* **EXERCISE DIRECTIONS**: Scan the records for lines with the word "notes", and copy every such line.

* **DATA**:
....
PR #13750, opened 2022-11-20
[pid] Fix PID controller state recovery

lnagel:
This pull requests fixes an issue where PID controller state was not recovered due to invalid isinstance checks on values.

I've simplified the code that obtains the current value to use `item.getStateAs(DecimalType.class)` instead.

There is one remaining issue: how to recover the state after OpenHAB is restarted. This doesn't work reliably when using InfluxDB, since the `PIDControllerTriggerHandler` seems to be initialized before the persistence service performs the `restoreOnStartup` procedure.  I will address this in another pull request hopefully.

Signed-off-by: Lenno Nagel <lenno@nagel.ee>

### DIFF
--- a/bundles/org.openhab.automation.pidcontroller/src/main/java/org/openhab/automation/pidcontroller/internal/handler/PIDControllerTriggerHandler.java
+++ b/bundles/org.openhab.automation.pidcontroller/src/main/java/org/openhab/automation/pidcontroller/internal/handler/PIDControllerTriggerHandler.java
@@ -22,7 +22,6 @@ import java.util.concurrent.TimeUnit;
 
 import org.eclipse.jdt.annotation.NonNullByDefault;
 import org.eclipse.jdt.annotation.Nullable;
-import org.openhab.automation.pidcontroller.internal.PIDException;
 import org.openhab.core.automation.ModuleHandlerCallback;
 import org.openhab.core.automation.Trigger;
....
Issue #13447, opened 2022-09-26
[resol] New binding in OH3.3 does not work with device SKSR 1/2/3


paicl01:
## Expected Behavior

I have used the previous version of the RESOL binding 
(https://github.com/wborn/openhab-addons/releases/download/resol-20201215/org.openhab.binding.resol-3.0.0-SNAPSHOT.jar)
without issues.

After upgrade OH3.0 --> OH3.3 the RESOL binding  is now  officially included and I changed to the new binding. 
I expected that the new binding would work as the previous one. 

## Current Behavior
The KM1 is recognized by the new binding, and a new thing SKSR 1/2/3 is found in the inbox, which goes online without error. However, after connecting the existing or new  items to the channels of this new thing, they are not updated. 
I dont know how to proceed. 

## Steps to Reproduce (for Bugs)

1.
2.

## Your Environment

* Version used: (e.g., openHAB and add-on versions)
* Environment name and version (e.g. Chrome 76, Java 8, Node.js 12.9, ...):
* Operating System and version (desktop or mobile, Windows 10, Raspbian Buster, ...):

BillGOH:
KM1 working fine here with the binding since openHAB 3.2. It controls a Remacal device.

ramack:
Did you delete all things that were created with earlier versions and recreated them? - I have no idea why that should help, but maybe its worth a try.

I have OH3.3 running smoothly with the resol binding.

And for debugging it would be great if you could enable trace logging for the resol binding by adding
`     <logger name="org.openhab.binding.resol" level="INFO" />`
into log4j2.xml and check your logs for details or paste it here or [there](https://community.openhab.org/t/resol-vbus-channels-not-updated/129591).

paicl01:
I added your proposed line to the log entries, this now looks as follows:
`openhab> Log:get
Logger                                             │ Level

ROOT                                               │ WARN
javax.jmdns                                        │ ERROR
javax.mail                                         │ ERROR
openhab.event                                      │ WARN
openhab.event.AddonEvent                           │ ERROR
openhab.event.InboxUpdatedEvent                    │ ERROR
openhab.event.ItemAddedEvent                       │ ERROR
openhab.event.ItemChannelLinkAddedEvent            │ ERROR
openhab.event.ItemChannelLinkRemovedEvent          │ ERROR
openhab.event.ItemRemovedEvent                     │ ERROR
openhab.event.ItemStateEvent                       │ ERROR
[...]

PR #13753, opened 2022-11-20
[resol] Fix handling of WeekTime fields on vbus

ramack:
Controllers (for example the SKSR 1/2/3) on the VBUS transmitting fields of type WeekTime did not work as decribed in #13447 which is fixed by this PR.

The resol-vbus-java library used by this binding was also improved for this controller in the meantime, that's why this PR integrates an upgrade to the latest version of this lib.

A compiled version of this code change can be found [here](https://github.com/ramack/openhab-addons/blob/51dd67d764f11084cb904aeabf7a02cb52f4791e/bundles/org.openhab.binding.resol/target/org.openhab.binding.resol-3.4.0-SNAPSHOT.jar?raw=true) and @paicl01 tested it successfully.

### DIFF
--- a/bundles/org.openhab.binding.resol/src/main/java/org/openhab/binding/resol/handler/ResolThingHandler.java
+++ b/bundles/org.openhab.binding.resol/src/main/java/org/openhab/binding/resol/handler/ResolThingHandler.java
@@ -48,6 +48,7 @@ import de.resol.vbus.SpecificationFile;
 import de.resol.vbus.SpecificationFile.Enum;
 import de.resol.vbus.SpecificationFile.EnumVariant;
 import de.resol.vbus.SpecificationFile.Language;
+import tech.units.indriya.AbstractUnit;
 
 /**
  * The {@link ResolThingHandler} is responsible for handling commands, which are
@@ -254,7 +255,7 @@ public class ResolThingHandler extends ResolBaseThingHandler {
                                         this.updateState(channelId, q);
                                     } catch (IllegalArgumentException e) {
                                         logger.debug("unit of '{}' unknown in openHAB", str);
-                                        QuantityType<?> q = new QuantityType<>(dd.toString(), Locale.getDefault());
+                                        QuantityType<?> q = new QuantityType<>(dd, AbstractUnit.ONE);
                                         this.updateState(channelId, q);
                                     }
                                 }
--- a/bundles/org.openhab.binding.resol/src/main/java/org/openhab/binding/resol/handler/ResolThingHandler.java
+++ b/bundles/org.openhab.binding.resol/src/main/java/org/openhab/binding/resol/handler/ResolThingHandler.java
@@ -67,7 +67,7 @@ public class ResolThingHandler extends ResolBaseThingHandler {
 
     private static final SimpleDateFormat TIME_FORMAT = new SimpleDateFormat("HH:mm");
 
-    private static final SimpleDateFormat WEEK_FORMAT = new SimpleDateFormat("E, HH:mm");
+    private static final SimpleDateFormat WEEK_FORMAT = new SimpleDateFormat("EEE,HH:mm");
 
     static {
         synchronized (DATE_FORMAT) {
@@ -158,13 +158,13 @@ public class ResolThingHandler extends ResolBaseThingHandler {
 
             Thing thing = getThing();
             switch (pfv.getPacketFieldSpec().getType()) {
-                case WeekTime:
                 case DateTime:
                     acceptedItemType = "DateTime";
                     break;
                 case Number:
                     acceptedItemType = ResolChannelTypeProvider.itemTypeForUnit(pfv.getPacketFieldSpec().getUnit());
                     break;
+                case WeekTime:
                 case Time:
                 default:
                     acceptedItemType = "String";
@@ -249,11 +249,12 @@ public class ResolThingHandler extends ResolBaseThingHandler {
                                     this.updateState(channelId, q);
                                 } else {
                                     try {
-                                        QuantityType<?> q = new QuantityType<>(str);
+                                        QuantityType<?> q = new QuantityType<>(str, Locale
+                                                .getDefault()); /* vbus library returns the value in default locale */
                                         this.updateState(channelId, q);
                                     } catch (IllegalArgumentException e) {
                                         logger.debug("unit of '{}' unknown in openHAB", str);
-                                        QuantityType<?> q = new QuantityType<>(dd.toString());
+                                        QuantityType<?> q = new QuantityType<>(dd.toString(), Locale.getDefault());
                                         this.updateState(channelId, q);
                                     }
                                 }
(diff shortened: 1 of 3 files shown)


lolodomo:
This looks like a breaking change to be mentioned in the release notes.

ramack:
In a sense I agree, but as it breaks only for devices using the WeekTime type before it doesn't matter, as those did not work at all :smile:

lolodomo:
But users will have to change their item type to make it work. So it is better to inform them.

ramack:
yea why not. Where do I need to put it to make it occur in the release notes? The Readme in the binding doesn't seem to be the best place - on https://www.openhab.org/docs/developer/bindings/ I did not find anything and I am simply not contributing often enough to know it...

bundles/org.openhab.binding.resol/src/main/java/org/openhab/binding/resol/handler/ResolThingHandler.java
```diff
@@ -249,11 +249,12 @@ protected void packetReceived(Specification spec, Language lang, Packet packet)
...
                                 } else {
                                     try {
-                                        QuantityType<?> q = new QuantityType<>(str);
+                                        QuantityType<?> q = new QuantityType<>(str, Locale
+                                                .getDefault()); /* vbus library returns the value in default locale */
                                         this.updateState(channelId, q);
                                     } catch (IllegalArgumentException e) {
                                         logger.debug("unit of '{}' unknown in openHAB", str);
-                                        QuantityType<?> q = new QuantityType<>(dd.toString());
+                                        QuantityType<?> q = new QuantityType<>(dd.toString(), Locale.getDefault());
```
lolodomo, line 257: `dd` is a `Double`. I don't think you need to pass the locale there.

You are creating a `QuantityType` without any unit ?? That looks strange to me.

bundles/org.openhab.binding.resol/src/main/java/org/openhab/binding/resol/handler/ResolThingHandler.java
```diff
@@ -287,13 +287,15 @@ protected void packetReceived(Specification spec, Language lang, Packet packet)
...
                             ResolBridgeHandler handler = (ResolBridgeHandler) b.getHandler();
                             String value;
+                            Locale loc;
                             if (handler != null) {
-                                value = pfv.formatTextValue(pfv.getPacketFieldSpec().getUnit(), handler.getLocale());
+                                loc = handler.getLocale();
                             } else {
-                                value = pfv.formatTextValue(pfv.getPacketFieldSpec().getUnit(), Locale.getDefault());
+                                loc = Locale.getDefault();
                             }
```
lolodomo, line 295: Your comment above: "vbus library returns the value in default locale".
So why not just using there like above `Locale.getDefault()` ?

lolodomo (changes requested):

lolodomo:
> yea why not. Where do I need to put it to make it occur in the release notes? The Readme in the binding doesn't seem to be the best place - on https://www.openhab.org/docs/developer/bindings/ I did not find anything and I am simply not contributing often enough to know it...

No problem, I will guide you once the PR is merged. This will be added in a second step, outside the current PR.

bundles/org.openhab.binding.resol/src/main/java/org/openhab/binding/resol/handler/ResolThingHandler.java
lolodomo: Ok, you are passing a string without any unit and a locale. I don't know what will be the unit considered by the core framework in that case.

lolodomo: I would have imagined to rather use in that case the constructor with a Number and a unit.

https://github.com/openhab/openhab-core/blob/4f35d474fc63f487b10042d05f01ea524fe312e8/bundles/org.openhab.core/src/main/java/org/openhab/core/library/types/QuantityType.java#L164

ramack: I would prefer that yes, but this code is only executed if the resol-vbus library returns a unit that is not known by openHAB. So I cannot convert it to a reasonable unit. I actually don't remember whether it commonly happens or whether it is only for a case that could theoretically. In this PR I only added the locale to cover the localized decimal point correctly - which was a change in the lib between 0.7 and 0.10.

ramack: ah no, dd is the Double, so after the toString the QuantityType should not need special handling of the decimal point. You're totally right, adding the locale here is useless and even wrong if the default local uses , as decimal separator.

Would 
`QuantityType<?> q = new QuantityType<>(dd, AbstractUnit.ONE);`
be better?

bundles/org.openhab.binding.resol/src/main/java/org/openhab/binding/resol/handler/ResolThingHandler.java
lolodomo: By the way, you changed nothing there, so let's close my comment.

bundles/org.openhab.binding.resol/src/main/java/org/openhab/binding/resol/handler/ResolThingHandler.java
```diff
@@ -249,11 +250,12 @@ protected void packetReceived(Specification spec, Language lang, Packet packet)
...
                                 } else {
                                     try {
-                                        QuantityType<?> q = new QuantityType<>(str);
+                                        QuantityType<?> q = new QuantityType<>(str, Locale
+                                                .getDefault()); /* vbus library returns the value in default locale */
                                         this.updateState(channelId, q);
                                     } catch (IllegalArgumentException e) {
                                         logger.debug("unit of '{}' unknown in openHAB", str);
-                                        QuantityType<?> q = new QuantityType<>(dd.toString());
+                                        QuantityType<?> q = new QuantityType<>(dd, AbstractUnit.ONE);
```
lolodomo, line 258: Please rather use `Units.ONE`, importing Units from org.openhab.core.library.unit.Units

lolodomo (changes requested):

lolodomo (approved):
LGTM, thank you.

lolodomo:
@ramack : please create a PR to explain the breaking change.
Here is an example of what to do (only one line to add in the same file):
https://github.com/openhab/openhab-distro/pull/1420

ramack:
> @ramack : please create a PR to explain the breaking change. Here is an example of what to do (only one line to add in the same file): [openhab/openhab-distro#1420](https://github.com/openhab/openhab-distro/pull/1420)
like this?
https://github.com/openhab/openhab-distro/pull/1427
....
* **ANSWER TO THE EXERCISE**:
This looks like a breaking change to be mentioned in the release notes.
yea why not. Where do I need to put it to make it occur in the release notes? The Readme in the binding doesn't seem to be the best place - on https://www.openhab.org/docs/developer/bindings/ I did not find anything and I am simply not contributing often enough to know it...
> yea why not. Where do I need to put it to make it occur in the release notes? The Readme in the binding doesn't seem to be the best place - on https://www.openhab.org/docs/developer/bindings/ I did not find anything and I am simply not contributing often enough to know it...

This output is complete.